I mounted the Sprinkler Shield on an Esquilo Air. The Esquilo Air allows me to easily connect to my WiFi network and gives me a cloud site where I can access my application remotely. Also, Esquilo provides all of the software libraries necessary to communicate with the Hunter control panel using its proprietary protocol. The Hunter protocol is a little limited but I can turn on zones for specific times, run a defined program, or stop a zone if it is running. This gives me the same functionality as the ROAM remote with the benefit of reliable and remote communication.
Software
To test the system out, I wired a SmartPort to my Hunter panel. The wires must be installed in red-white-blue order on the AC and REM terminals. I attached the SmartPort to the Sprinkler shield and the Esquilo Air lit up. I then connected the Esquilo Air to my WiFi network and brought up the IDE from my web browser. I used the following Squirrel code to test out the bus interface on my panel.
// Include the Hunter class from the Esquilo library
dofile("sd:/lib/buses/hunter/hunter.nut");
// Instantiate the Hunter class on UART0
hunter <- Hunter(0);
// Start zone 1 for 2 minutes
hunter.start(1, 2);
The panel responded and turned on zone 1 for 2 minutes. I then changed the code to start a program.
hunter.program(1);
Again the panel responded and turned on program 1. Lastly, I tried to stop a zone and that worked as well.
hunter.stop();
User Interface
After verifying that the shield worked, it was time to move on and hook this up to a user interface. I decided to use a web-based interface using HTML and JavaScript since Esquilo Air has a built in web server and I can use any browser to access it. It also allows me to access the interface remotely with HTTPS via the Esquilo.io cloud site. To build the web interface, I used jQuery and bootstrap which makes it easy to develop a mobile friendly version. The interface is pretty simple but it does exactly what I need. I can turn zones on, start a program, or stop watering that is already in progress.
I used Esquilo RPC (ERPC) to communicate between the JavaScript in the browser and the Squirrel code on the Esquilo Air. This makes it easy to execute embedded functions on the Esquilo Air from my web interface. For example, in JavaScript I wrote the following code to call the stop() function on the Esquilo Air when the stop button is pressed.

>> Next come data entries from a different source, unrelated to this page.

PR #4472, opened 2022-11-25
Email branding alt text flow

leohemsted:
Includes error messages, content, flash messages, etc.

Does not include checking name is unique, getting a new name if the name does conflict. (it'll currently just 5xx). Doing this in a separate PR so we dont have big long dependency chains between this and api etc

 image


tests/app/main/views/service_settings/test_service_settings.py
```diff
@@ -4103,6 +4103,57 @@ def test_GET_email_branding_set_alt_text_redirects_on_missing_query_params(
...
 
 
+@pytest.mark.parametrize(
+    "alt_text, expected_error",
+    [
+        ("", "Error: Cannot be empty"),
+        ("My First Logo", "Error: Do not include the word ‘logo’ in your alt text"),
+    ],
+)
+def test_POST_email_branding_set_alt_text_shows_error(client_request, service_one, alt_text, expected_error):
```
samuelhwilliams, line 4113: This commit can probably get squashed down into the last one

app/main/views/service_settings.py
```diff
@@ -1460,6 +1460,11 @@ def email_branding_set_alt_text(service_id):
             created_by_id=current_user.id,
             **email_branding_data,
         )
+
+        flash(
+            "You’ve changed your email branding. Send yourself an email to make sure it looks OK.", "default_with_tick"
+        )
```
samuelhwilliams, line 1466: This flash is slightly weird because the new branding hasn't actually been applied yet and I think it's currently lined up as a separate story 🤔

leohemsted: hmmm, that's true. i didnt want to just bounce without a flash and i didnt want to write content that literally only we will see when testing a page that isn't hooked up yet

samuelhwilliams (approved):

$('#stopButton').click(function() {
erpc("stop", null, null, function() {
error("Zone stop failed");
});
});
The first parameter is the function name on the Esquilo Air, the second parameter is the parameters to pass to the function(none in this case), the third parameter is the success callback, and the fourth is the error callback. In this case, the only callback needed is to display an error message if the ERPC call fails. On the Esquilo Air side, I wrote a simple Squirrel function that simply wraps the stop() method call to the Hunter class.
function stop() {
hunter.stop();
}
The complete code is attached to this project.
Installation
Now it was time to get this thing hooked up permanently. I decided to mount it using the SmartPort. I designed a 3D-printed enclosure using DesignSpark Mechanical that has an opening that exactly matches the SmartPort dimensions.
I printed out the case using blue PLA with a 0.2mm layer height using my MakerGear M2 (a great 3D printer BTW). I used 2-56 thread rolling screws to attach the Esquilo Air to the standoffs I designed into the enclosure bottom. For securing the top, I used 4-40 thread rolling screws that are counter-bored into the case top.
Since my control panel is mounted outside, I didn't want to worry with the elements getting inside my enclosure and ruining the electronics. I decided to drill a hole through the garage wall and cut a hole to fit a single gang low voltage electrical box. I screwed the SmartPort to a metal cover plate and wired it into the control panel through the hole in the wall. I then sealed up the hole with some silicone.
Lastly, I mounted the Esquilo Air on the SmartPort and my remote control was done!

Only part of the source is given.